**Data provided**:
^^^^

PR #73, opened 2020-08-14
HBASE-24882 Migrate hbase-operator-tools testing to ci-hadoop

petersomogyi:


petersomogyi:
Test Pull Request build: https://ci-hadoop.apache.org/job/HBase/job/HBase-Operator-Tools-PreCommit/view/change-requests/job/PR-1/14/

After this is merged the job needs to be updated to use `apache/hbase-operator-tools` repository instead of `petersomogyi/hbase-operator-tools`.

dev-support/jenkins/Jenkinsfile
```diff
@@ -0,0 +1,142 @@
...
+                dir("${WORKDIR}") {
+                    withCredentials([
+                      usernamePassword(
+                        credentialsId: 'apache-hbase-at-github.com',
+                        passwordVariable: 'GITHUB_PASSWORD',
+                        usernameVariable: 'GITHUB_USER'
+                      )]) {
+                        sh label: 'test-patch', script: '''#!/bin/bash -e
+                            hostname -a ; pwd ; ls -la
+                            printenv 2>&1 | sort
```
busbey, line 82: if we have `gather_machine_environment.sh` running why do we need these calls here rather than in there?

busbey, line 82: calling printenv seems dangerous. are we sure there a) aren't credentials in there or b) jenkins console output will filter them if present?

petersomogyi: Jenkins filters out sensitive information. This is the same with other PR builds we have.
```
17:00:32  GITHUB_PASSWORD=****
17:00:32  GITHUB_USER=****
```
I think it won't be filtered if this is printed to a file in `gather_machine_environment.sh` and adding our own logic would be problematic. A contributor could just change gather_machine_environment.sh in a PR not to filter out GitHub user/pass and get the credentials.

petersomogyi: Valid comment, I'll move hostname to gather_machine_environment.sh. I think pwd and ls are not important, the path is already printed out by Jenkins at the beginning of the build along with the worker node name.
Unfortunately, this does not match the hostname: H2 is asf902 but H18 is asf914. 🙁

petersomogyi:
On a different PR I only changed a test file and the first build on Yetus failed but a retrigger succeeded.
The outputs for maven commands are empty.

^^^^

**What is needed**:
If a line in the entries above contains the word "printenv", copy it.

**Response to the exercise**:
+                            printenv 2>&1 | sort
busbey, line 82: calling printenv seems dangerous. are we sure there a) aren't credentials in there or b) jenkins console output will filter them if present?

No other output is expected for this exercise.